The Agriculture Building
The Fisheries Building
The Women’s Building
The Naval Exhibit
Goldsmith personally presented to the fair officials four postal card designs of fair buildings whose construction was nearly complete. They were the Agricultural Building; the Fisheries Building; the Woman’s Building, and the Naval Exhibit.
Each would be printed on the white coated back of the 1891 Grant Postal Card.
Several other companies applied for this contract as well. The fair committee was so impressed with Goldsmith’s proposal to print in multi-colors that on April 21, 1893, they gave him the contract. This allowed for 100 slot-machines on the fairgrounds to sell the cards, of this 15% of sales would be given to the fair committee.

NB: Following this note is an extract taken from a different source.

PR #2221, opened 2024-09-24
Don't feed SCTP packets to the SCTP stack after it's been closed.

JonathanLennox:
(It results in harmless-but-scary warnings in the logs about verification tags being wrong.)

One of the postal card sales machines.
Goldsmith had only nine days to get the cards printed and to the fair by opening day. He contracted with the Envelope and Stamp Machine Company of Chicago to lease the needed special vending machine that would deliver two of the cards for five cents. Keep in mind, each of these cards had one-cent postage going to the federal government and 15% of sales going to the fair. This left little for Goldsmith.The contract with the fair allowed for Goldsmith to sell his cards off the fairground without paying the 15%. He contracted with J. W. Scott Stamp and Coin Company of New York to sell the cards in the city. A set of ten cards was offered at 29 cents if mailed or 25 cent
Photo of the wrapper used to package the ten-card set.
By November the company announced that they sold over 1,000 sets and very few remained.
Using records compiled by the fair, it is known that Goldsmith sold $46,450 worth of cards on the grounds during the fair. At two for five cents, that came to 1,858,000 cards sold on the fairgrounds. The exact number of cards printed is unknown but estimates suggest it was two million.
The Government Building
The Administration Building
Manufacturers and Liberal Arts Building
The Electrical Building
The Fine Arts Building
The Machinery Building
The additional cards included in the set of ten were the Government Buildings, the Administration Building, the Manufacturing and Liberal Arts Building, Electrical Building, the Fine Arts Building, and the Machinery Building.
There are many varieties of these cards printed by Goldsmith. Some do not have the official seal while others have text in various places as well as images moved around. The earliest recorded use of these cards is May 22, 1893.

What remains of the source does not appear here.